PR #67, opened 2022-04-27
WIP: Implementing create account flow UI for new users

escobarjonatan:
Note this is still WIP as we are waiting on design to make a decision on small details

Welcome page mock: 
image

Welcome implementation:
image

Verification page mock:
image

Verification implementation:
image

### DIFF
--- a/src/modules/session/api.ts
+++ b/src/modules/session/api.ts
@@ -1,11 +1,13 @@
 import api from "api";
 import { EmptyResponse } from "common";
 import {
+  CreateAccountRequest,
   GetProfileResponse,
   LoginRequest,
   NewmAuthResponse,
   NewmOAuthRequest,
-  UpdateProfileRequest,
+  Request2FACode,
+  UpdateProfileRequest
 } from "./types";
 
 export const extendedApi = api.injectEndpoints({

☆ ☆ ☆

### EXERCISE
Retype the entire listing without altering anything.

### EXERCISE RESPONSE
PR #67, opened 2022-04-27
WIP: Implementing create account flow UI for new users

escobarjonatan:
Note this is still WIP as we are waiting on design to make a decision on small details

Welcome page mock: 
image

Welcome implementation:
image

Verification page mock:
image

Verification implementation:
image

### DIFF
--- a/src/modules/session/api.ts
+++ b/src/modules/session/api.ts
@@ -1,11 +1,13 @@
 import api from "api";
 import { EmptyResponse } from "common";
 import {
+  CreateAccountRequest,
   GetProfileResponse,
   LoginRequest,
   NewmAuthResponse,
   NewmOAuthRequest,
-  UpdateProfileRequest,
+  Request2FACode,
+  UpdateProfileRequest
 } from "./types";
 
 export const extendedApi = api.injectEndpoints({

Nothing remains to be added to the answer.